═══ TASK INPUTS

PR #5832, opened 2026-07-03
Update the readme to fix the unit tests shield and remove the SonarCloud ones

stefanceriu:


pixlwave (approved):
Ha this could've been an edit directly to `develop` if you ask me 😅

PR #5833, opened 2026-07-03
Fix various project warnings

stefanceriu:


compound-ios/Sources/Compound/List/ListRowButtonStyle.swift
```diff
@@ -8,7 +8,7 @@
 
 import SwiftUI
 
-// TODO: Check if the primitive style is actually needed now the insets are part of ListRow.
+// TODO: @pixlwave Check if the primitive style is actually needed now the insets are part of ListRow.
```
Velin92, line 11: are we sure we want to leave the tags in the code?

stefanceriu: That bit was intentional, I wanted to see how annoying it gets 🙈

ElementX/Sources/Services/AppLock/AppLockService.swift
```diff
@@ -229,3 +229,12 @@ class AppLockService: AppLockServiceProtocol {
         appSettings.appLockNumberOfPINAttempts = 0
     }
 }
+
+extension LAContext {
```
pixlwave: Oh that's a neat way of doing it 👌

ElementX/Sources/Services/AppLock/AppLockService.swift
pixlwave, line 1: There's a few more tweaks to be made to this file as `evaluatedPolicyDomainState` is only available after evaluating (or checking if you can evaluate), whereas `domainState` is meant to be available all of the time, so there may be some simplification that can be done.

stefanceriu: Okay, talked about this separately, will drop it from here and it will get handled separately.

pixlwave (approved):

══════

#### [WHAT NEEDS TO BE DONE]
If the string "this" is in a line of the entries, pick that line out.

#### [ANSWER SPACE]
Ha this could've been an edit directly to `develop` if you ask me 😅
pixlwave, line 1: There's a few more tweaks to be made to this file as `evaluatedPolicyDomainState` is only available after evaluating (or checking if you can evaluate), whereas `domainState` is meant to be available all of the time, so there may be some simplification that can be done.
stefanceriu: Okay, talked about this separately, will drop it from here and it will get handled separately.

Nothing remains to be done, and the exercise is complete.